My Auntie En rang tonight to say that she’d had an x-ray that had shown up a collapsed vertebra and kind of a mass. It was like déjà vu. Plus some crumbly bones. They have said that her GP should start treatment for osteoporosis but wanted blood tests. Auntie En heard them discussing her age, she’s 83. The blood test envelope requested a myeloma scan. I don’t know whether this is routine for these symptoms at this age or not. No-one actually verbally mentioned myeloma to her but she’s as we would say ‘all there with her cough drops’ and read the envelope and obviously knew what myeloma was. The results will be in next week.

I can’t put into words how I feel.

Tuesday, 9 February 2010

The Toilet Exploded

Well okay that’s not strictly true but it definitely leaked and since I was the one to flush at the time it’s my fault. It was Sunday evening, tea was in the oven and I decided to go to the toilet. I flushed and water and some other stuff came squeezing out of the pipe at the back. I reached for the toilet roll and decided that the only place for that was in the bath out of the way.

I shouted that the toilet was leaking, B shouted back ‘What Mum’, or so I thought. I rushed downstairs, because I now can, and said ‘Did you just call me Mum?????????’, ‘No, I said how come’, not ‘Stand back fluffy female, I’ll deal with this!’ Okay he knows way better than to call me that. So I got some old towels from the garage and whizzed back upstairs and threw then on the wet river fortunately it wasn’t too bad then I rushed back downstairs for more towels, bleach and a bin bag and what was my darling husband doing – ringing an emergency plumber, suiting up to go in and unblock it himself – no, putting up his barm cakes for work.

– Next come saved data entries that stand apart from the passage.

PR #500, opened 2024-06-17
feat: Compute edges from tags rather than storing

bjchambers:
In dense graphs, there may be `O(node^2)` edges for tags with high connectivity. Storing the tags alone (`O(tags)`) allows for faster writes. We can further address dense graphs by using queries with similarity bounds and filters.

Other changes:

- refactor: Introduce `Link` as interface for `LinkTag` This allows non-tag based links to be added in the future.
- refactor: remove unused code
- fix notebook to use `ragstack_langchain` imports

Future improvements
- Further performance tuning of queries, including denormalization to allow for fewer queries during traversal.
- Consider / experiment with single key queries rather than `IN`.


libs/knowledge-store/ragstack_knowledge_store/concurrency.py
```diff
@@ -37,8 +37,9 @@ def _handle_result(
                 if self._pending == 0:
                     self._completion.notify()
 
-    def _handle_error(self, error):
+    def _handle_error(self, error, future: ResponseFuture):
         with self._completion:
+            print(f"Failed to execute {future.query}: {error}")
```
cbornet, line 42: Remove or use logger

libs/knowledge-store/ragstack_knowledge_store/graph_store.py
```diff
@@ -118,7 +111,7 @@ def __init__(
         embedding: EmbeddingModel,
         *,
         node_table: str = "graph_nodes",
-        edge_table: str = "graph_edges",
+        targets_table: str = "graph_targets",
```
cbornet, line 114: This is a breaking change

libs/knowledge-store/ragstack_knowledge_store/graph_store.py
```diff
@@ -215,47 +208,33 @@ def __init__(
...
-            SELECT content_id
+            SELECT link_to_tags
             FROM {keyspace}.{node_table}
-            WHERE link_to_tags CONTAINS ?
+            WHERE content_id IN ?
             """
         )
 
-        self._query_ids_and_embedding_by_link_to_tag = session.prepare(
+        # TODO: These queries require `ALLOW FILTERING` when run against Cassandra docker images.
```
cbornet, line 221: Using ALLOW FILTERING is extremely slow.
Can we do it with maybe partitionning ?

libs/langchain/ragstack_langchain/graph_store/cassandra.py
```diff
@@ -143,7 +127,7 @@ def similarity_search(
 
     def similarity_search_by_vector(
         self, embedding: List[float], k: int = 4, **kwargs: Any
-    ) -> List[Document]:
+    ) -> Iterable[Document]:
```
cbornet, line 130: I think we need to keep List as in the signature and change the code below.
I did it in the LangChain PR to be able to satisfy mypy.

libs/knowledge-store/ragstack_knowledge_store/links.py
```diff
@@ -35,20 +35,20 @@ def __init__(self, kind: str, tag: str) -> None:
         super().__init__(kind=kind, tag=tag, direction="bidir")
 
 
-LINK_TAGS = "link_tags"
+LINK_SET = "link_set"
 
 
-def get_link_tags(doc_or_md: Dict[str, Any]) -> Set[LinkTag]:
-    """Get the link-tag set from a document or metadata.
+def get_link_set(doc_or_md: Dict[str, Any]) -> Set[Link]:
```
cbornet, line 41: Maybe just `get_links` ?

libs/knowledge-store/ragstack_knowledge_store/links.py
```diff
@@ -35,20 +35,20 @@ def __init__(self, kind: str, tag: str) -> None:
         super().__init__(kind=kind, tag=tag, direction="bidir")
 
 
-LINK_TAGS = "link_tags"
+LINK_SET = "link_set"
```
cbornet, line 38: Maybe just `LINKS` ?

libs/knowledge-store/ragstack_knowledge_store/graph_store.py
bjchambers: I think the ALLOW FILTERING isn't needed in Astra, but is in Cassandra. I can double check. I think the alternative is to blast out a bunch of separate queries rather than using the `IN`, which may actually be *faster*.

But, may be best to make that change as a follow-up so that we can get the bulk of the changes (including API changes) in. This would be a change under the hood, so to speak.

libs/knowledge-store/ragstack_knowledge_store/graph_store.py
bjchambers: Yes.

libs/knowledge-store/ragstack_knowledge_store/links.py
bjchambers: Could be links. Wasn't sure if we wanted to try to keep it distinct from other things. I guess we could do something like `GRAPH_LINKS`... butI'd be ok with `LINKS`.

libs/langchain/ragstack_langchain/graph_store/base.py
```diff
@@ -460,9 +448,7 @@ async def _aget_relevant_documents(
         if self.search_type == "traversal":
             return [
                 doc
-                async for doc in self.vectorstore.atraversal_search(
-                    query, **self.search_kwargs
-                )
+                async for doc in self.vectorstore.atraversal_search(query, **self.search_kwargs)
```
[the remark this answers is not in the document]
bjchambers: `ruff`

libs/knowledge-store/ragstack_knowledge_store/links.py
kerinin: `get_links` seems more approachable - the fact that it's a set probably isn't that important.

libs/langchain/ragstack_langchain/graph_store/extractors/html_link_edge_extractor.py
```diff
@@ -99,7 +91,7 @@ def extract_one(
 
         hrefs = _parse_hrefs(input, url, self.drop_fragments)
 
-        link_tags = get_link_tags(document.metadata)
-        link_tags.add(IncomingLinkTag(kind=self._kind, tag=url))
+        link_set = get_link_set(document.metadata)
+        link_set.add(IncomingLinkTag(kind=self._kind, tag=url))
         for url in hrefs:
-            link_tags.add(OutgoingLinkTag(kind=self._kind, tag=url))
+            link_set.add(OutgoingLinkTag(kind=self._kind, tag=url))
```
kerinin, line 97: This is unrelated to this PR, but would it be possible to push this logic into the Document? From a usability perspective I feel like the best  API would be something like

```python
document.link_to(kind=..., tag=...)
document.link_from(...)
document.link_bidir(...)
```

I suspect that would require workarounds we don't like (subclassing `Document` or monkey-patching or similar) but maybe it's possible?

Alternatively, I would probably prefer mutating methods, like

```python
from ragstack_knowledge_store.links import link_to, link_from, link_bidir

link_to(document, kind=..., tag=...)
# etc
```

The thing I dislike about the example above is that it doesn't look like the document is actually being modified - `get_link_set` returns a value which is implicitly shared with the document, and that just feels wrong to me. It also introduces the concept of a "link set", which makes it harder to explain what's happening (I say this from experience trying to explain code samples to several people). A casual user shouldn't need to understand how the graph metadata is stored - they just want to create edges. A mutating function is more clear in that it's clear what you're doing (linking things together), what you're operating on (the document) and how you're modifying it (kind, tags, etc).

libs/langchain/ragstack_langchain/graph_store/base.py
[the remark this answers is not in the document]
bjchambers: Ruff formatting is compatible with Black, IIUC: 

> ⚖️ Drop-in parity with Flake8, isort, and Black

libs/langchain/ragstack_langchain/graph_store/cassandra.py
bjchambers: I don't think this is correct then -- you can't return a `List[Document]` and use `yield` inside the method. `yield` makes it a generator, not a `List`. Specifically, the type annotation here is wrong:

https://github.com/datastax/ragstack-ai/blob/main/libs/langchain/ragstack_langchain/graph_store/cassandra.py#L148

bjchambers: Done, but changed to actually return a list.

libs/langchain/ragstack_langchain/graph_store/extractors/html_link_edge_extractor.py
bjchambers: That was introduced in a previous PR, so definitely unrelated to this. I don't think that formulation is ideal since it requires more access via the metadata.

Unfortunately, adding this for document is a bit tricky -- methods on Document would be ugly to add.

I think the best option is:

```
def add_links(doc_or_md: Union["langchain_core.documents.Document", Dict[str, Any]], *links: Link) -> None:
    ...
```

Note it has to do some weird typing, since the `Document` import may not be available -- this may clear up when @cbornet moves this around as part of moving to langchain.

kerinin: 👍 `add_links` seems like an improvement.

libs/knowledge-store/ragstack_knowledge_store/graph_store.py
bjchambers: Yeah. Different schema too.

libs/knowledge-store/ragstack_knowledge_store/graph_store.py
bjchambers: Done.

libs/langchain/ragstack_langchain/graph_store/base.py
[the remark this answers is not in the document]
cbornet: Then it's surprising that the formatting was changed here...

libs/knowledge-store/ragstack_knowledge_store/links.py
```diff
@@ -0,0 +1,78 @@
...
+    """Get the links from a document or metadata.
+
+    Args:
+        doc_or_md: The metadata to get the link tags from.
+
+    Returns:
+        The set of link tags from the document or metadata.
+    """
+    try:
+        from langchain_core.documents import Document
```
cbornet, line 55: I don't see the advantage of supporting Document in get_links.
It's easy to do `get_links(doc.metadata)`

libs/knowledge-store/ragstack_knowledge_store/graph_store.py
cbornet: Then we need to cut the release with this change before the LangChain PR is merged.

libs/knowledge-store/ragstack_knowledge_store/links.py
bjchambers: It's not a dependency -- it's optional. If used from a project with Langchain it lets the user write `add_links(doc, x, y, z)` and more clearly conveys "add these links to the document" rather than `add_links(doc.metadata, x, y, z)`. I'm fine dropping this, but it seemed beneficial to let the user think about this as "adding links to the document".

kerinin: I feel like accepting documents here helps  communicate the API and makes for cleaner examples. Loose typing is pretty standard  in Python, for better or worse

libs/knowledge-store/ragstack_knowledge_store/links.py
```diff
@@ -0,0 +1,78 @@
...
+        super().__init__(kind=kind, tag=tag, direction="incoming")
+
+
+@dataclass(frozen=True)
+class BidirLinkTag(LinkTag):
+    def __init__(self, kind: str, tag: str) -> None:
+        super().__init__(kind=kind, tag=tag, direction="bidir")
+
+
+LINKS = "links"
```
cbornet, line 42: I called it METADATA_LINKS_KEY in the other PR.

libs/knowledge-store/ragstack_knowledge_store/graph_store.py
bjchambers: Generally agree we should get this in (as well as the one I have started on after this to actually serialize metadata) since they are schema changes. That said, I don't know that we won't be able to make these changes after the LangChain PR is merged -- changes will be necessary, and we can't treat that as a point after which we can never make changes.

libs/knowledge-store/ragstack_knowledge_store/links.py
cbornet: My feeling is that accepting 2 different types of input doesn’t make it clearer. You have to explain in comments that it’s « doc or metadata » and generally I would advocate for having 2 methods.
Anyway, not a hill I would die on. So it can be left that way.

bjchambers: I'm going with this for the moment. I *think* I could be convinced the method should just move into `langchain` or the `langchain` package, at which point, the dependency on `Document` makes sense -- and maybe we drop support for metadata.

cbornet: Yes it should at least be moved to the langchain package.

So after establishing that it was indeed leaking and another flush wouldn’t clear it while being looked at in an accusatory way B having finished making his ‘lunch’ had come to watch the show. Realising this may delay his tea he pitched in. Then he suggested I may want to finish tea. So after changing the towels, bleaching the floor and the toilet, a lot of washing, a change of clothes and liberal use of hand sanitizer I went to put the pasta on while B had his shower.

Then things hit crisis point. B is very much a creature of routine. He also goes to the toilet more than anyone I know. So normally there is a toilet visit before his shower and then another one after his tea, before work! I know you really wanted to know this. So routine had already gone out of the window. What to do? Ring the neighbours and ask to use the loo that’s what. I jokingly said take a toilet roll. I watched him walk up the road swinging said toilet roll.

When he got back he only wanted half a bowl of pasta because he didn’t want to have to go to the toilet again before he went to work. Now I know what you are thinking it is physically impossible and defies the laws of physics that any food consumed under normal circumstances (we all know medication can cause all sorts of stops and starts) could get through the system in less than half an hour, I know, I know it’s crazy but somehow this is how B’s system works. It may be like a relay team thing but without scientific investigation we’ll never know. It’s like Ripley’s Believe It or Not.

The neighbours’ grandson had a look at it last night but apparently the blockage is too far to reach, we have an internal soil pipe so there is no access to the hatch for rodding. He replaced the gasket where it leaked and I am currently having a whale of a time putting Just One Shot drain cleaner down. We’re currently on our third shot. So I feel a strong letter coming on.